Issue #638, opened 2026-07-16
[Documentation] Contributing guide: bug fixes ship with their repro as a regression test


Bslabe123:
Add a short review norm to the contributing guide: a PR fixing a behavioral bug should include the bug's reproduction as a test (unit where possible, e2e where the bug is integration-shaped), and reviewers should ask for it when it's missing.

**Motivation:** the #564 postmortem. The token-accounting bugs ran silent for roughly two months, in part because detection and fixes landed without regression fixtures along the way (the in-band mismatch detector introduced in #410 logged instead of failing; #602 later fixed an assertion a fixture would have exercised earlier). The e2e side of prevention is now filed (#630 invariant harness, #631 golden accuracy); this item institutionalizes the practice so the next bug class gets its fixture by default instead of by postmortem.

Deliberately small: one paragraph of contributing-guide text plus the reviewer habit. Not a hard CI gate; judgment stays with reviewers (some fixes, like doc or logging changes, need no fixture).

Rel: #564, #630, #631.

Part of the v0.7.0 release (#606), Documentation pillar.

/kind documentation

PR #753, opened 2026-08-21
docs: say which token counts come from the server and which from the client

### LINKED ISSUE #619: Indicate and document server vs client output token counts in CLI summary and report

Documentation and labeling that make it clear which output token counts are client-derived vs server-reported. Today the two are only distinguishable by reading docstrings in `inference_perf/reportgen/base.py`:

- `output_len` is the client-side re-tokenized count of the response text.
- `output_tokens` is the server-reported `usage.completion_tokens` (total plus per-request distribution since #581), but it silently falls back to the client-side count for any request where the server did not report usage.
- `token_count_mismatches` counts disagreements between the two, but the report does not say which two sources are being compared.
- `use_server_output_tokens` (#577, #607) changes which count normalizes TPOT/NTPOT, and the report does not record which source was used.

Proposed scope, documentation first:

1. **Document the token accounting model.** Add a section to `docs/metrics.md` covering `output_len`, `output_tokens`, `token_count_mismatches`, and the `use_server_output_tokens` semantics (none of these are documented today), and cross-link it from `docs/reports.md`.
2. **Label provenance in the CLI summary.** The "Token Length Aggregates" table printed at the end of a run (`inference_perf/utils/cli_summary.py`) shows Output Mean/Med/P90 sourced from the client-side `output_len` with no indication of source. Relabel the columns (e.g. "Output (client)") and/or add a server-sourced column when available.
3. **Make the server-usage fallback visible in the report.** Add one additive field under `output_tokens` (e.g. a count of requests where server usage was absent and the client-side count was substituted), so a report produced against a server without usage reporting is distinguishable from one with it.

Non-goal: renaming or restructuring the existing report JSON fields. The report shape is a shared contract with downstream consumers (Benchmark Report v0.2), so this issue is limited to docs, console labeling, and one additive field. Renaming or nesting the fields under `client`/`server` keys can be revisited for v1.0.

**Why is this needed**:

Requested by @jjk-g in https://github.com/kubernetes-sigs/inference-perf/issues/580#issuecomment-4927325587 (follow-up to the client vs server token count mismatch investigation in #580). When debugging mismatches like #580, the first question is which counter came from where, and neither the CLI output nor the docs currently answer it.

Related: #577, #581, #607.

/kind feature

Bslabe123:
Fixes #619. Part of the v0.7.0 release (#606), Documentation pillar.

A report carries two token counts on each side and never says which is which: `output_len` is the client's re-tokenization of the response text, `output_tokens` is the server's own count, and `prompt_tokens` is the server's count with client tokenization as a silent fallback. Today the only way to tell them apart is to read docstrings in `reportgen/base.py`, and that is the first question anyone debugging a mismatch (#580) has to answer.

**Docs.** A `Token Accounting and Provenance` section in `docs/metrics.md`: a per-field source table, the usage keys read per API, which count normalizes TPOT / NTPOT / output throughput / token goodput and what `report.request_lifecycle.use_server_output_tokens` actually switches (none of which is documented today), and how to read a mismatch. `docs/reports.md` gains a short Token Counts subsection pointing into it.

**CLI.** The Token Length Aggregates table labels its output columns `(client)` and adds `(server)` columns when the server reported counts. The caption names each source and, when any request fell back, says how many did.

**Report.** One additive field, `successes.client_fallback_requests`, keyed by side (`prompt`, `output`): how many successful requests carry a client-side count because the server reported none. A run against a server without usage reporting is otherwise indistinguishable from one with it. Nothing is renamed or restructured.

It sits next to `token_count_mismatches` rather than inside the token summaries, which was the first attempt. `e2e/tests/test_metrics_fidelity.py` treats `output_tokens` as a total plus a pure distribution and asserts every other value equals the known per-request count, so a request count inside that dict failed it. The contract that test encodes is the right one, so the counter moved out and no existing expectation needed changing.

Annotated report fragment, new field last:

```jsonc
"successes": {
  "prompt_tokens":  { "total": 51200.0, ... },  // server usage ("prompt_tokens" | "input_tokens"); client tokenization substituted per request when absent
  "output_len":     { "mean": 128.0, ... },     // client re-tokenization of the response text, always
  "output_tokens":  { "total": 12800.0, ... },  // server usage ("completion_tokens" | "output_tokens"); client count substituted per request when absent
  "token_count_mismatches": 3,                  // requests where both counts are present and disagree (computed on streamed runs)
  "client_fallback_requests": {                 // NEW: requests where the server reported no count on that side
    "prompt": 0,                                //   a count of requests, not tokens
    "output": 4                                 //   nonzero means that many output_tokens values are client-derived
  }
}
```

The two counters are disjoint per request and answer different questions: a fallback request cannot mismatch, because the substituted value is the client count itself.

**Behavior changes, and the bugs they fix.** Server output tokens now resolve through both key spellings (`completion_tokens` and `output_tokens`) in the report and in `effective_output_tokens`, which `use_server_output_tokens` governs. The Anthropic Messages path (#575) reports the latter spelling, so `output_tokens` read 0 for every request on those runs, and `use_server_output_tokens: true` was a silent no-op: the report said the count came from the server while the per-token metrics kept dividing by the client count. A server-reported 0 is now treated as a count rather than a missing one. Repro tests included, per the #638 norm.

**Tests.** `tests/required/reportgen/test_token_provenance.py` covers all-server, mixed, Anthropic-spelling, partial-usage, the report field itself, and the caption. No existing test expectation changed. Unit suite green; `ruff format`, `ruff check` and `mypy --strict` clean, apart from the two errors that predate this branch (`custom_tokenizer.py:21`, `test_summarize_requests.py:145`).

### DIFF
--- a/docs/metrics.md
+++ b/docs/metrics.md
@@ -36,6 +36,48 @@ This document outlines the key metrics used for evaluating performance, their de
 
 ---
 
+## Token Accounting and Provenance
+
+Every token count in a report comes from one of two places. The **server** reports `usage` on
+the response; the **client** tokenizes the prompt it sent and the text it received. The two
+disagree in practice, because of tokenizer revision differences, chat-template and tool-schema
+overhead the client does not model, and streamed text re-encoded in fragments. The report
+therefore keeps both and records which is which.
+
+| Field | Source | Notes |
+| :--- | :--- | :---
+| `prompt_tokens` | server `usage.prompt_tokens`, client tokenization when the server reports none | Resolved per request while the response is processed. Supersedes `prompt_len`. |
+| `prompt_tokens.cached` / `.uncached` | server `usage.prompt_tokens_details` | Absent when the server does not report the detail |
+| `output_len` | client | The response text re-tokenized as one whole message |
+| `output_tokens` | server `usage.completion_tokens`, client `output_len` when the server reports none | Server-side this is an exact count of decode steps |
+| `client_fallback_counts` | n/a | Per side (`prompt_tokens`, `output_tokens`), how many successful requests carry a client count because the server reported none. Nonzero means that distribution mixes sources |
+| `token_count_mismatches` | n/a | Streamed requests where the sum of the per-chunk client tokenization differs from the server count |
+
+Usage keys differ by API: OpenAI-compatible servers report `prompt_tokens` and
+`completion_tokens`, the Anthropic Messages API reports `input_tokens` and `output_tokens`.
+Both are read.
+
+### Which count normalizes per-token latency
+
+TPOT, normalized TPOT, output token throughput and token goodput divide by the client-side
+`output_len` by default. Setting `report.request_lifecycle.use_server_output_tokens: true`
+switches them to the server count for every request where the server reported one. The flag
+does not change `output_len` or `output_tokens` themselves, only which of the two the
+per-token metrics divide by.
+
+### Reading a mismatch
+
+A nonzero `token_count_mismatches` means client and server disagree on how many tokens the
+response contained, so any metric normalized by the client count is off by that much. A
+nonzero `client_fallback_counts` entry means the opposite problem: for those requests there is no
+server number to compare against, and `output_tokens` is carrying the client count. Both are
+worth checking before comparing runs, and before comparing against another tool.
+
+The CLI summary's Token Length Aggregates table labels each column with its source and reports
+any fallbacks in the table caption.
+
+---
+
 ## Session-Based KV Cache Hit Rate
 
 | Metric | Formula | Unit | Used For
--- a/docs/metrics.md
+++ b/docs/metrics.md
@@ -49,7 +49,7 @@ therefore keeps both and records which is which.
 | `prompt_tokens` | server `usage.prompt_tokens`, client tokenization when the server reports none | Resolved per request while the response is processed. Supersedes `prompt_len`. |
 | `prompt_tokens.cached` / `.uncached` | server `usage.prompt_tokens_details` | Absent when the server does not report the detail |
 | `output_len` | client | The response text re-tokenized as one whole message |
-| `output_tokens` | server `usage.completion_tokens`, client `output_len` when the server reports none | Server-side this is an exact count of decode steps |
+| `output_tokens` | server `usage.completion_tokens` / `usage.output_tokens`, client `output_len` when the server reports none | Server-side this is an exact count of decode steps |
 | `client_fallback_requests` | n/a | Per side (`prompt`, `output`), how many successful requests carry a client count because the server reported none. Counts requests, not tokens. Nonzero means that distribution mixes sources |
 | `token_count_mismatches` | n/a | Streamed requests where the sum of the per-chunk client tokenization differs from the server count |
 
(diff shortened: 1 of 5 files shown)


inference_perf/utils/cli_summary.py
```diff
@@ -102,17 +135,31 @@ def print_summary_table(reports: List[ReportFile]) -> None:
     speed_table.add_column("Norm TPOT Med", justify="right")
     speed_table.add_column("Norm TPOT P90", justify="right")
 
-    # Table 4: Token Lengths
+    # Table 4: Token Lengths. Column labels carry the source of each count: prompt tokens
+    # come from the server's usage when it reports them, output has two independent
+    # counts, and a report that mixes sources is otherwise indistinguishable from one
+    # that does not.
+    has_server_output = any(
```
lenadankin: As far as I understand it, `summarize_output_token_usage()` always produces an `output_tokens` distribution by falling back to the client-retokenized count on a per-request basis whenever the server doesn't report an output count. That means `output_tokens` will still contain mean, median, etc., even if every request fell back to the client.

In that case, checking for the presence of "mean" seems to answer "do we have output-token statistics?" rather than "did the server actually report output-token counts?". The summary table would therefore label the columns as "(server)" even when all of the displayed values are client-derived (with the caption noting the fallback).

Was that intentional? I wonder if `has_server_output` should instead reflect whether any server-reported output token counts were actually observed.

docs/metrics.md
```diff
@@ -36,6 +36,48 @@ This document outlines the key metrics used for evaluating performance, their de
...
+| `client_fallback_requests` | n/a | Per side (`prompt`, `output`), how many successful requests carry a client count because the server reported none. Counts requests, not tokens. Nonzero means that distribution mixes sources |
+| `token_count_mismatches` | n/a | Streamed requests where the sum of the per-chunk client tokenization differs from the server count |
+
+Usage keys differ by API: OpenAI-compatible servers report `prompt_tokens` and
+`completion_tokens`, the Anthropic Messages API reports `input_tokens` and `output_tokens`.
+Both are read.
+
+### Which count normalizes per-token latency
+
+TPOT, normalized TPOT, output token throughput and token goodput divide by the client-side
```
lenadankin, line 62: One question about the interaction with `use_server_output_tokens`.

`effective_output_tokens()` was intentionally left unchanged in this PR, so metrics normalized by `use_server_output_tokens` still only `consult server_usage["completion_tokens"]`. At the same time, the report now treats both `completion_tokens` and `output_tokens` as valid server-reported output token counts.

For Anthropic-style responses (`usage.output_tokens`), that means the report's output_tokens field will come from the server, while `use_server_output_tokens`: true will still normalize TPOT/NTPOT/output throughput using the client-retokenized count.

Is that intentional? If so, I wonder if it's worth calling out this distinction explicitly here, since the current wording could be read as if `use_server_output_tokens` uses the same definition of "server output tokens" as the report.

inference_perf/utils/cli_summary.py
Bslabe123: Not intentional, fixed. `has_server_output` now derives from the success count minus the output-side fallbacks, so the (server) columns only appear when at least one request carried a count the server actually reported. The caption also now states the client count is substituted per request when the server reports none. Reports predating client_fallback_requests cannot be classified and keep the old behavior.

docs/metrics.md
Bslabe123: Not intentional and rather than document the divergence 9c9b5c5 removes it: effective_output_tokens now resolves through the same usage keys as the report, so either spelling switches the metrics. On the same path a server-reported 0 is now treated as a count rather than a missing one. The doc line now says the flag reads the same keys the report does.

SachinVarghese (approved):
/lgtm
-=-=-=-=-
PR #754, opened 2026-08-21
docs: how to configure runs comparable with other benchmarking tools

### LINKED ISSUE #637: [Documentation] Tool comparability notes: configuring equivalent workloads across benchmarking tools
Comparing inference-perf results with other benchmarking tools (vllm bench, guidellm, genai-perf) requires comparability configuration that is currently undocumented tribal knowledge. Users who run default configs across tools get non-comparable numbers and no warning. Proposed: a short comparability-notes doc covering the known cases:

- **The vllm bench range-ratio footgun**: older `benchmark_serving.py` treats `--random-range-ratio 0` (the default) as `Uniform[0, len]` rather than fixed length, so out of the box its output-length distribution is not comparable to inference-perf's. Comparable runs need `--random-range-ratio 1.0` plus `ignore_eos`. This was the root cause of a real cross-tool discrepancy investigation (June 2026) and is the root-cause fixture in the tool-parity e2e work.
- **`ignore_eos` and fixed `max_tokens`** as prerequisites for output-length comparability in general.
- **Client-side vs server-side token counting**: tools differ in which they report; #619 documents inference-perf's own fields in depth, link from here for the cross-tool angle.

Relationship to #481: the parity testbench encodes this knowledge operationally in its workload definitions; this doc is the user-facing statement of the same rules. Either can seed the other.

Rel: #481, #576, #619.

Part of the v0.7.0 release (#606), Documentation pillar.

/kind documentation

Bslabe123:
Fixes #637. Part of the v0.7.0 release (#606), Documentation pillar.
-=-=-=-=-
Problem statement ::
Repeat, word for word, the lines above between the line holding "of by postmortem." and the line holding "Rel: #564, #630, #631.", inclusive; omit everything else.

Completed exercise ::
**Motivation:** the #564 postmortem. The token-accounting bugs ran silent for roughly two months, in part because detection and fixes landed without regression fixtures along the way (the in-band mismatch detector introduced in #410 logged instead of failing; #602 later fixed an assertion a fixture would have exercised earlier). The e2e side of prevention is now filed (#630 invariant harness, #631 golden accuracy); this item institutionalizes the practice so the next bug class gets its fixture by default instead of by postmortem.

Deliberately small: one paragraph of contributing-guide text plus the reviewer habit. Not a hard CI gate; judgment stays with reviewers (some fixes, like doc or logging changes, need no fixture).

Rel: #564, #630, #631.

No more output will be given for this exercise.